Your goal:
Of the records that follow, copy only the lines from the line containing "But the id /" to the line containing "LGTM, let's merge!", both included, exactly as written.

Available records:
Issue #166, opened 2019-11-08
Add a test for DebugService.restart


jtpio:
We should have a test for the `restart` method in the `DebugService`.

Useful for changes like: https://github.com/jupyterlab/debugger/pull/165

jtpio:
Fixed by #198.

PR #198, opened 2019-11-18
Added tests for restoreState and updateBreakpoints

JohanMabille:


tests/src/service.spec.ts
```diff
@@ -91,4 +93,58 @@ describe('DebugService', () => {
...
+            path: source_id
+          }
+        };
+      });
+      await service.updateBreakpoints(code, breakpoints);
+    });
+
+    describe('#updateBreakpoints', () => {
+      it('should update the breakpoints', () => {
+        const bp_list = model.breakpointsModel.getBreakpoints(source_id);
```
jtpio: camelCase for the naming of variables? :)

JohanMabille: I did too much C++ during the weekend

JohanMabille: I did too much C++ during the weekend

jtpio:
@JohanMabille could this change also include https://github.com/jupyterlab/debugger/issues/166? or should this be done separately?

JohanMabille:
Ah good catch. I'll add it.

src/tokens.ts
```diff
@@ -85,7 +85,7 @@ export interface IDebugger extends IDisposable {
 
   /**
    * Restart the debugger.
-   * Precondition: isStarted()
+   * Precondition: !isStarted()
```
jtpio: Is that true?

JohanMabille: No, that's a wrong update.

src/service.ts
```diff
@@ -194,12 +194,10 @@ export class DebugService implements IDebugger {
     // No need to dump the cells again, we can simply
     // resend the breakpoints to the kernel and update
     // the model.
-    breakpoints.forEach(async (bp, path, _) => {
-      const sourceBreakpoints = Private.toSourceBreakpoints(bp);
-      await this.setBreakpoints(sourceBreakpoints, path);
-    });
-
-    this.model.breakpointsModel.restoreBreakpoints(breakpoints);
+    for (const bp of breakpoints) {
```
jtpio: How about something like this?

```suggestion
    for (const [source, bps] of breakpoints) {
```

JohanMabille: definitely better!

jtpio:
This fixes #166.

---

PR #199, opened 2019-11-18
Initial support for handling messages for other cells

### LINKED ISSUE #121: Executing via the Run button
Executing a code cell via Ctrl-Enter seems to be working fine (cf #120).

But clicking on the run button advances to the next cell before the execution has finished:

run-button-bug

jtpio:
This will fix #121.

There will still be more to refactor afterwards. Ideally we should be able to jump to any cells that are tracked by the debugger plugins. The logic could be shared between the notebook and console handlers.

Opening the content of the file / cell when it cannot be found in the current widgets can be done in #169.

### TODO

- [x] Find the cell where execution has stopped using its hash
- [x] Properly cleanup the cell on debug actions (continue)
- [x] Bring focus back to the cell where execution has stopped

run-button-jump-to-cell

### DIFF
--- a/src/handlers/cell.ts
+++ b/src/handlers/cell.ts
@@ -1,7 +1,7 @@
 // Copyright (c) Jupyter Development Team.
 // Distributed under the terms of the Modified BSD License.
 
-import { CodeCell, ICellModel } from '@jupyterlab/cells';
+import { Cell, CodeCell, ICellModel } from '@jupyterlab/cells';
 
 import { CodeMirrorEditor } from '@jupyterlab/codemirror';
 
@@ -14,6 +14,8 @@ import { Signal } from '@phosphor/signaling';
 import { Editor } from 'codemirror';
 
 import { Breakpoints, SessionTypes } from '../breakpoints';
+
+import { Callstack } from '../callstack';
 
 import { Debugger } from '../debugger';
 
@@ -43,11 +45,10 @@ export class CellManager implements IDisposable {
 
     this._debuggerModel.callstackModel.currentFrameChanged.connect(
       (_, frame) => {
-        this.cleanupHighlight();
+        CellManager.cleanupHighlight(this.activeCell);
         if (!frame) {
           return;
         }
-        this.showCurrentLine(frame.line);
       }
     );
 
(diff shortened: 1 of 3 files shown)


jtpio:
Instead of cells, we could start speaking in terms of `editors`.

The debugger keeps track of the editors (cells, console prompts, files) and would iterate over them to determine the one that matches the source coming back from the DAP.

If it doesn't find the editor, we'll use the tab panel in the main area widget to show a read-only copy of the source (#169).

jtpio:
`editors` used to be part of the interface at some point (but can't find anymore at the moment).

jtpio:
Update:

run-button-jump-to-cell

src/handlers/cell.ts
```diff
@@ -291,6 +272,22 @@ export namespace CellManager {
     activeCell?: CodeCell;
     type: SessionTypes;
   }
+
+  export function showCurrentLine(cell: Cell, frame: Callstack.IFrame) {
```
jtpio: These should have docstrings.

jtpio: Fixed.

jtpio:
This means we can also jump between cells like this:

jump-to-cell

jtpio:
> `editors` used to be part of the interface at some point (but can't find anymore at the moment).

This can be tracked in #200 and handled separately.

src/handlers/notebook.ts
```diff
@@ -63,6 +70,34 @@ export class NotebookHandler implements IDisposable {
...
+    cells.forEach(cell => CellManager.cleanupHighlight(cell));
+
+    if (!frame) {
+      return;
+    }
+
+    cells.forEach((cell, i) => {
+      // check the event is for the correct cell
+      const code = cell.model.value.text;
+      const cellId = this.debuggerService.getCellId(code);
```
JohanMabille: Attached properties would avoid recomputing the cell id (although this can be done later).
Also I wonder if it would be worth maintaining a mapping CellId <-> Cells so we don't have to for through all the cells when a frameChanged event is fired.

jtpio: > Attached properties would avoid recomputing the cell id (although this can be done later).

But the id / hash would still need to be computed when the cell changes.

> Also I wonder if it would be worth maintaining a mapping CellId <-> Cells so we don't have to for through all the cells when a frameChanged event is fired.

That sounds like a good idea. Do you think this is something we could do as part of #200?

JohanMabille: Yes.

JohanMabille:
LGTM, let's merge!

...

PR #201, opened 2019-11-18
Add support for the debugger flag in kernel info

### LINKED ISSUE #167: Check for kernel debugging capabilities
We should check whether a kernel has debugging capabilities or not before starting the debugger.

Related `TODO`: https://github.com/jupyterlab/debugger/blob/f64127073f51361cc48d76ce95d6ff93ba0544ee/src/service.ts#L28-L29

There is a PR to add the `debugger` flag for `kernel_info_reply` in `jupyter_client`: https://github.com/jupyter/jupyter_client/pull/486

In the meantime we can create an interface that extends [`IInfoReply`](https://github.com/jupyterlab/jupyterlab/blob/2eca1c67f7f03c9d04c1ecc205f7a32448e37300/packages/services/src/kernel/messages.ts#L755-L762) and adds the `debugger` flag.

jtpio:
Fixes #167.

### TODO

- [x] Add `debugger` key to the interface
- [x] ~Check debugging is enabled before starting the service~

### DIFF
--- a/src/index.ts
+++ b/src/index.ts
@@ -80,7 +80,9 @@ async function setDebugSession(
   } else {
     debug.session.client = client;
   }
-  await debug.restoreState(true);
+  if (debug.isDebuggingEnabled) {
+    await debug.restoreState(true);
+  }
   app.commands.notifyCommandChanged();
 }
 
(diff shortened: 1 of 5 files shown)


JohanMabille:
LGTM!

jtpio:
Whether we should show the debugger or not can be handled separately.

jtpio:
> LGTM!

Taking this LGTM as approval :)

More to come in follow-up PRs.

Response below:
But the id / hash would still need to be computed when the cell changes.

> Also I wonder if it would be worth maintaining a mapping CellId <-> Cells so we don't have to for through all the cells when a frameChanged event is fired.

That sounds like a good idea. Do you think this is something we could do as part of #200?

JohanMabille: Yes.

JohanMabille:
LGTM, let's merge!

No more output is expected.